Death of a Loved One

Request:

My life has been shattered. My husband of 30 years died of a heart attack last month and I don’t have the heart to go on….

Response:

Dear  _______,

My name is  _______ and I am an online mentor with this website. I am sorry to hear of the loss you have suffered through the death of your loved one.

Suddenly hopes and dreams are gone.  Your plans have been shattered.  Your desire to serve God together are gone.  So the question arises, “how do I go on?”.

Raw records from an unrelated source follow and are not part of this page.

PR #7599, opened 2026-02-04
User-Customizable Aspect Ratios in Crop and Framing Tools

Figuera:
## Summary

This PR introduces user-customizable aspect ratio management for the Crop and Framing tools. Users can now:
- Enable/disable built-in aspect ratios to reduce clutter in the ratio selection dropdown
- Create custom aspect ratios with user-defined labels and proportions
- Manage all aspect ratios through a new preferences panel

## Motivation

The previous implementation provided a fixed set of 28 aspect ratios with no user control. This caused two issues:
1. The aspect ratio dropdown became cluttered with ratios many users never needed
2. Users couldn't add custom aspect ratios for specialized workflows without  a convoluted process that needed to be repeated every time they wanted to use a non-built-in ratio.

This PR addresses both issues by giving users complete control over which ratios appear in their workflow.

### User Interface

A new "Aspect Ratios" section has been added to the Image Processing tab in Preferences:

2026-02-03_23-02-1770179221_partial

The interface provides:

**Control Buttons**
- "Select All" - Enables all aspect ratios (both built-in and custom)
- "Deselect All" - Disables all aspect ratios

**Aspect Ratio Table**
A scrollable table displaying all available aspect ratios with three columns:
- **Enabled** - Checkbox to enable/disable each ratio in the Crop/Framing tools
- **Label** - Display name (e.g., "3:2", "16:9", "21:9 Ultrawide")
- **Ratio Value** - Calculated decimal value of the aspect ratio (e.g., 1.500, 1.778, 2.333)

Built-in ratios are shown with checkboxes that can be toggled but cannot be deleted. Custom ratios can be both toggled and deleted.

**Custom Ratio Input**
Below the table, users can define new aspect ratios:
- **Custom Ratio** - Text field for the ratio label (e.g., "21:9 Ultrawide")
- **Value** - Two numeric fields separated by a colon for entering width:height (e.g., 21:9)
- **Calculated Result** - Live preview showing the decimal value (e.g., "= 2.333")
- **Add Button** (+) - Adds the custom ratio to the list
- **Delete Button** (−) - Removes the selected custom ratio from the list

**Input Validation**
The add button is only enabled when:
- Both width and height values are provided and greater than 0
- A label is provided
- The ratio value doesn't already exist (within 0.001 tolerance)
- The label doesn't duplicate an existing ratio name

I am open to suggestions for improving the UI design. The add and delete buttons, in particular, may be slightly confusing at first, but I haven't found a better solution.

A restart is required for changes to take effect. I don't see a way around this limitation, but more experienced developers may have suggestions.

### Technical Implementation

**Files Modified:**
- `rtgui/windows/preferences.h` (+33 lines) - Added UI components for aspect ratio management
- `rtgui/windows/preferences.cc` (+256 lines) - Implemented aspect ratio preferences panel
- `rtgui/options.h` (+7 lines) - Added storage vectors for user-defined ratios
- `rtgui/options.cc` (+40 lines) - Added serialization/deserialization for custom ratios
- `rtgui/aspectratios.cc` (-39 lines) - Built-in values moved to options.h, fill function modified to read from it.
- `rtdata/languages/default` (+14 lines) - Added translation strings

**Data Model:**

The following variables are added to the Option Object.
```cpp
std::vector<Glib::ustring> sysAspectRatiosLabels;   // 28 predefined labels
std::vector<double> sysAspectRatiosValues;          // Calculated values
std::vector<int> sysAspectRatiosEnabled;            // Enable/disable state
std::vector<Glib::ustring> userAspectRatiosLabels;  // Custom labels
std::vector<double> userAspectRatiosValues;         // Custom values
std::vector<int> userAspectRatiosEnabled;           // Enable/disable state
```

Two of these (`sysAspectRatiosLabels` and `sysAspectRatiosValues`) cannot be changed by any means and always use the default values defined at options.h (This is something I may have to work on). All the others can be modified on the options file under the "Crop Settings" section, preferably through the preferences settings UI.

Here is an example of the options set:

```yaml
sysAspectRatiosEnabled=1;1;1;0;1;0;0;0;0;0;0;0;0;0;0;0;0;0;0;0;0;0;0;0;0;0;0;0;
userAspectRatiosLabels=21:9;
userAspectRatiosValues=2.3333333333333335;
userAspectRatiosEnabled=1;
```

This means that only a couple of main built-in ratios are enabled, and the custom 21:9 ratio has been added and enabled, the user will see 21:9 (it could have been 21:9 Ultrawide) and rawtherapee will use the 2.3333333333333335 internally.

If these options are not set, as they would be for everyone not using this branch, all built-in aspect ratios would be enabled and all the user aspects would be empty.

## Testing Performed

- Verified enabling/disabling built-in ratios updates Crop/Framing dropdowns
- Tested adding custom ratios with various width:height combinations
- Confirmed duplicate detection prevents identical ratios or labels
- Tested deletion of custom ratios (delete button disabled for built-in)
- Verified settings persistence across application restarts
- Tested Select All/Deselect All buttons
- Confirmed restart requirement notice is displayed

## Usage Example - summary

To add a custom 21:9 ultrawide aspect ratio:
1. Open Edit → Preferences → Image Processing
2. In the "Aspect Ratios" section, enter:
   - Custom Ratio: "21:9 Ultrawide"
   - Value: 21 : 9 (the result "= 2.333" appears automatically)
3. Click the + button to add
4. Restart RawTherapee
5. The new ratio appears in Crop and Framing tool dropdowns

To hide unused built-in ratios:
1. Uncheck unwanted ratios in the Enabled column
2. Restart RawTherapee
3. Disabled ratios no longer appear in tool dropdowns

## Compatibility

The feature is fully backward compatible:
- Existing configurations continue to work with all 28 built-in ratios enabled
- New options are added to the settings file without affecting existing keys
- I checked compatibility with the PR RawTherapee/RawTherapee#7503, as suggested in a previous discussion. I confirmed that the PR doesn't address the same problem and are mostly compatible with one another, however since that PR moves the location of aspectratios.(h,cc) a manual intervention would be required for the merge to happen, which should be easy enough.

## Related Issues

This PR addresses issue RawTherapee/RawTherapee#5693


kaesa:
Looks pretty good. I noticed couple things.

* The program crashes to an unhandled exception if you try to insert anything but a number to the number field.
* The resulting ratio has 4 digits of accuracy, but the input fields can take only 3 digits. Maybe the input fields could be expanded by one digit.

Figuera:
@kaesa

Thank you for your time.

I pushed a commit to address the crash you mentioned in (1).

I had previously added logic to block non-numeric characters, but it seems that it wasn't working as expected. The crash was ultimately caused by the Result label attempting to compute a division when the input wasn’t numeric. This commit does two things: Actually Ignores non-numeric inputs and, updates the Result label to fail silently if something goes wrong.

Regarding (2): I don’t feel strongly about allowing 3 or 4 digits. However, I’m not aware of any real-world aspect ratios that need that level of precision, in fact all aspect ratios I know use 1 or 2 digits, more than 3 feels unnecessary. The resulting ratio uses 4 digits because it is trying to show the ration as a decimal rather than a fraction.

kaesa:
Someone might want to define golden ratio (1.618). Users may come up with various ways to achieve their preferred ratios. Including raw pixel counts. Ultimately, it is just about allowing users to do easily whatever they want to do. As long as it is safe. However, it is not that important to me.

Figuera:
I see your point.

I considered increasing the precision even higher, however since the results ratio and the aspect table ratio only display 4 digits it would create a source of confusion, so I left it at 4.

kaesa:
It works well now. Thank you. 

There is a use case for a shared workflow or, if the user re-installs RawTherapee and loses old configurations. The crop on the opened image displays the crop correctly, until the users tries to adjust the crop in anyway, at which point the old data is permanently lost. I think it would satisfy the POLA principle, if the ratio would be automatically switched to "Current" when the ratio is unrecognized. Even better would be, if the custom ratio name in the pp3 could be left unchanged. I don't know if that would be feasible with a reasonable amount of work for the benefit. The most complete solution would be, if the program would ask the user if they want to add custom ratio found from the pp3. However, adding the functionality might make this feature unnecessarily big.

I don't think the above use case is really important. But if there is something what could be done with a reasonable amount of effort, it would be a great detail. There is also some amount of previously existing buggy behavior with the Crop module. Similar issue happens with the orientation, but right now, I just don't remember the steps to reproduce.

PS. I noticed, that if I run old and new version of the program on the same machine, the previously added custom ratios disappear from the config. I personally wouldn't consider that a big deal with this kind of feature.

Figuera:
I added a commit for the crop tool to default to "Current" when the aspect ratio of the processing parameters file is unknown. There is no equivalent behavior in the framing tool, but it already default to "As Image" which is not bad.

I did put some work on the idea of having a dialog for "Add a new custom aspect ratio" however it as adding to much complexity and points of failure to the editor code and I decided to drop it. If someone thinks it is really important I can come back to it.

kaesa:
I've tested and it works good now. I have no complaints.

digitalcarp:
Looks very useful! One minor UI improvement may be to split the custom aspect ratio entry UI into two rows instead of just one. In certain languages, it may not fit as nicely as in English.

Figuera:
> Looks very useful! One minor UI improvement may be to split the custom aspect ratio entry UI into two rows instead of just one. In certain languages, it may not fit as nicely as in English.

To test this, I asked an AI to generate translations for all the languages in rtdata/languages and checked whether the UI broke in any of them. I manually verified the Portuguese and Spanish translations (languages I know); they seemed correct overall, though somewhat awkward in places. I also kept the dialog window close to its minimum possible width. Under these conditions, some languages did exhibit UI issues—in particular, in some cases the “–” button was hidden from view.

That said, when this happens, many other entries in the Preferences dialog also show layout problems. For example, in the Image Processing tab, the directory combo boxes are often too narrow and the label to their right to be clipped or not visible at all. However, the most severe issues appear in the Layout section of the General tab (the first section shown): the entire second column of checkboxes are often be hidden, as well as all the “restart required” labels.

For these reasons, I tend to conclude that I should not change the UI. I like the current layout, and the Preferences dialog as a whole appears to assume a window width large enough for all elements to fit cleanly.

kaesa:
@Figuera you're still here? 5.14 roadmap has started so maybe this could get accepted for it?

Figuera:
@kaesa

I am still here but have been busy, I may have time for the upcoming week.

What would need to be done for this to get to 5.14?

rtdata/languages/default
```diff
@@ -2199,6 +2190,20 @@ PREFERENCES_PARSEDEXTADDHINT;Add entered extension to the list.
 PREFERENCES_PARSEDEXTDELHINT;Delete selected extension from the list.\nPredefined extensions cannot be deleted.
 PREFERENCES_PARSEDEXTDOWNHINT;Move selected extension down in the list.
 PREFERENCES_PARSEDEXTUPHINT;Move selected extension up in the list.
+PREFERENCES_ASPECTRATIOS;Aspect Ratios
+PREFERENCES_ASPECTRATIO_ENABLED;Enabled
+PREFERENCES_ASPECTRATIO_LABEL;Label
+PREFERENCES_ASPECTRATIO_VALUE;Ratio Value
+PREFERENCES_ASPECTRATIO_CUSTOMLABEL;Custom Ratio
```
Lawrence37, line 2197: Column labels and individual settings are in sentence case.
```suggestion
PREFERENCES_ASPECTRATIO_VALUE;Ratio value
PREFERENCES_ASPECTRATIO_CUSTOMLABEL;Custom ratio
```

rtdata/languages/default
```diff
@@ -2199,6 +2190,20 @@ PREFERENCES_PARSEDEXTADDHINT;Add entered extension to the list.
...
+PREFERENCES_ASPECTRATIO_CUSTOMVALUE;Value
+PREFERENCES_ASPECTRATIO_LABELPLACEHOLDER;e.g., 21:9 Ultrawide
+PREFERENCES_ASPECTRATIO_SELECTALL;Select All
+PREFERENCES_ASPECTRATIO_DESELECTALL;Deselect All
+PREFERENCES_ASPECTRATIO_ADDHINT;Add custom aspect ratio
+PREFERENCES_ASPECTRATIO_DELHINT;Delete selected custom aspect ratio.\nBuilt-in aspect ratios cannot be deleted.
+PREFERENCES_ASPECTRATIO_SELECTALL_HINT;Enable all default aspect ratios
+PREFERENCES_ASPECTRATIO_DESELECTALL_HINT;Disable all aspect ratios
+PREFERENCES_ASPECTRATIO_INFO;Aspect ratios are used in Crop and Framing tools. Built-in ratios cannot be deleted but can be disabled. Restart Required.
```
Lawrence37, line 2206:
```suggestion
PREFERENCES_ASPECTRATIO_INFO;Aspect ratios are used in Crop and Framing tools. Built-in ratios cannot be deleted but can be disabled. Restart required.
```

rtgui/windows/preferences.cc
```diff
@@ -777,6 +788,118 @@ Gtk::Widget* Preferences::getImageProcessingPanel ()
     cropFrame->add(*cropGrid);
     vbImageProcessing->pack_start(*cropFrame, Gtk::PACK_SHRINK, 4);
 
+    // Aspect Ratios
+    Gtk::Frame* frar = Gtk::manage(new Gtk::Frame(M("PREFERENCES_ASPECTRATIOS")));
+    Gtk::Box* vbar = Gtk::manage(new Gtk::Box(Gtk::ORIENTATION_VERTICAL));
+    vbar->set_spacing(4);
+
+    Gtk::Box* hbButtons = Gtk::manage(new Gtk::Box());
```
Lawrence37, line 796: A couple of the variables (`hbButtons`, `valueColumn`, `valueRenderer`, etc.) could be renamed to make them clear that they are used only in the aspect ratio section.

rtgui/windows/preferences.cc
```diff
@@ -777,6 +788,118 @@ Gtk::Widget* Preferences::getImageProcessingPanel ()
...
+    aspectRatios->append_column_editable(M("PREFERENCES_ASPECTRATIO_ENABLED"), aspectRatioColumns.enabled);
+    aspectRatios->append_column(M("PREFERENCES_ASPECTRATIO_LABEL"), aspectRatioColumns.label);
+
+    auto* valueColumn = Gtk::manage(new Gtk::TreeViewColumn(M("PREFERENCES_ASPECTRATIO_VALUE")));
+    auto* valueRenderer = Gtk::manage(new Gtk::CellRendererText());
+    valueColumn->pack_start(*valueRenderer, true);
+    valueColumn->set_cell_data_func(*valueRenderer, [this](Gtk::CellRenderer* cell, const Gtk::TreeModel::iterator& iter) {
+        auto* textCell = dynamic_cast<Gtk::CellRendererText*>(cell);
+        if (textCell) {
+            char buf[32];
```
Lawrence37, line 824: I would prefer to use `std::array` instead

rtgui/windows/preferences.cc
```diff
@@ -777,6 +788,118 @@ Gtk::Widget* Preferences::getImageProcessingPanel ()
...
+    vbar->pack_start(*scrollAR, Gtk::PACK_EXPAND_WIDGET, 4);
+
+    Gtk::Box* hbAdd = Gtk::manage(new Gtk::Box());
+    hbAdd->set_spacing(4);
+    Gtk::Label* labelLabel = Gtk::manage(new Gtk::Label(M("PREFERENCES_ASPECTRATIO_CUSTOMLABEL") + ":", Gtk::ALIGN_START));
+    aspectRatioLabel = Gtk::manage(new Gtk::Entry());
+    aspectRatioLabel->set_placeholder_text(M("PREFERENCES_ASPECTRATIO_LABELPLACEHOLDER"));
+    aspectRatioLabel->set_width_chars(15);
+    Gtk::Label* valueLabel = Gtk::manage(new Gtk::Label(M("PREFERENCES_ASPECTRATIO_CUSTOMVALUE") + ":", Gtk::ALIGN_START));
+    aspectRatioWidth = Gtk::manage(new Gtk::Entry());
```
Lawrence37, line 841: Why not a `Gtk::SpinButton` for the width and height entry?

rtgui/windows/preferences.cc
```diff
@@ -2009,6 +2141,23 @@ void Preferences::storePreferences()
         moptions.parseExtensionsEnabled.push_back(c[i][extensionColumns.enabled]);
     }
 
+    moptions.sysAspectRatiosEnabled.clear();
+    moptions.userAspectRatiosLabels.clear();
+    moptions.userAspectRatiosValues.clear();
+    moptions.userAspectRatiosEnabled.clear();
+    Gtk::TreeNodeChildren ar = aspectRatioModel->children();
+
+    for (size_t i = 0; i < ar.size(); i++) {
```
Lawrence37, line 2150: This can be converted into a ranged-based `for` loop

rtgui/windows/preferences.cc
```diff
@@ -2818,6 +2985,110 @@ void Preferences::moveExtDownPressed()
...
+    }
+    int width = std::stoi(widthText);
+    int height = std::stoi(heightText);
+    if (width <= 0 || height <= 0) {
+        addAspectRatio->set_sensitive(false);
+        aspectRatioResult->set_text("= ");
+        return;
+    }
+    double newValue = static_cast<double>(width) / static_cast<double>(height);
+    char buf[32];
```
Lawrence37, line 3021: I would prefer to use `std::array` instead

rtgui/windows/preferences.cc
```diff
@@ -2818,6 +2985,110 @@ void Preferences::moveExtDownPressed()
...
+    aspectRatioResult->set_text(buf);
+    if (aspectRatioLabel->get_text().empty()) {
+        addAspectRatio->set_sensitive(false);
+        return;
+    }
+    Gtk::TreeNodeChildren children = aspectRatioModel->children();
+    Glib::ustring newLabel = aspectRatioLabel->get_text();
+    for (const auto& row : children) {
+        if (row[aspectRatioColumns.label] == newLabel ||
+            std::abs(row[aspectRatioColumns.value] - newValue) < 0.001) {
```
Lawrence37, line 3032: Aspect ratios that are inverses of each other (e.g. 3:2 and 2:3) are not treated as duplicates, but they behave the same in the crop and framing tools.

Maybe you can find some help in the following comments:

Losing a loved one — whether through unexpected or anticipated circumstances — is always traumatic. This is especially true with the death of a spouse. It is one of life’s most profound losses. The transition from wife to widow, husband to widower, is a very real, painful, and personal phenomenon. The trauma of trying to adjust to this new identity while being besieged with a multitude of urgent questions and decisions can be overwhelming.

Here are several things to remember when faced with the death of your spouse. While they may seem simple, they are very important points to remember:

1. Give yourself permission to mourn.

Men and women both need to give themselves permission to mourn. Postponing a confrontation with your feelings by filling each day with frantic activity will only delay and compound the grief reaction.

2. Be aware that you may experience a range of emotions.

Your reactions to death may cover a wide and confusing range of emotions (such as shock, numbness, anger, pain, and yearning). Grief does not proceed in an orderly fashion any more than life itself does.

3. With effort, you can and you must overcome your grief.

One of the myths about mourning is that it has an ending point, that if you just wait long enough, it suddenly stops hurting. It doesn’t. It requires work. More than time, bereavement takes effort to heal. Mourning is a natural and personal process that only you can pace. It cannot be rushed and it cannot happen without your participation.

4. When needed, find the strength to take action.

As a newly widowed person, there may be urgent financial and legal decisions you must make following the death of your spouse. You have just suffered an emotionally devastating event and the last thing you want to deal with is money matters. But money does matter, now and for your future, so try to do the best you can. Postpone, however, any decisions that can be put off until you feel better emotionally.

5. Work to tame your fears.

When the first impact of death wears off, you may feel you are losing control. This is a normal part of the grieving process. Unlike mental illness, the strong feelings suffered during grief gradually and permanently disappear. Because you may experience a feeling of temporary instability, it’s important to remember that you have the ability to cope. This is a time when much of your adjustment to widowhood takes place.

6. In your own time, in your own way, you can say goodbye.

The present, with all its pain and sorrow, is the only reality you have. Memories are very important, but they cannot be used as a shield against the present. At some point in your grieving, you will be ready to try to say goodbye.

7. Stress can wreak havoc on your health.

The effect of grief on our health is just beginning to be measured. While guarding your health can be among the least of your concerns during the throes of grief, you must work toward maintaining your health as soon as you feel able. This means beginning some form of regular exercise, getting proper nutrition, and reporting physical complaints to your doctor.

Before I close, let me pray for you:

“Lord Jesus, I join _____in prayer during this extremely painful time of loss.  Even during this time of pain may she experience Your comfort, peace and direction.  Wrap Your arms of love around her.  May there be sincere people around her to give love, comfort and encouragement as well.  May she find comfort in the eternal hope that You offer to all who love You.  Shower her with many blessings. AMEN!”

****if you have confirmed that the person has a personal relationship with Christ, then you could add this or use it in a subsequent email:

Being a Christian you surely know, that death, as painful and confusing as it is, is not the end of life – John 11:25-26; John 3:16; John 14:1-6; 1 Corinthians 15:51-52.

God does permit trials, sufferings and death of loved ones to we might see our need to trust Him all the more – 2 Corinthians 1:9.

Leave all regrets with the Lord.  If there is something to confess, do so, but don’t dwell on it.  Accept the forgiveness and move on – 1 John 1:9.

Trust some people around you for for emotional support and encouragement.  Stay involved in your church.  When ready to do so, give thanks to God for the good times you had with the person who is now gone.  By doing so you will in time, if not immediately, learn to accept God’s will for what has happened.  In time you will be able to be of help to others who are hurting.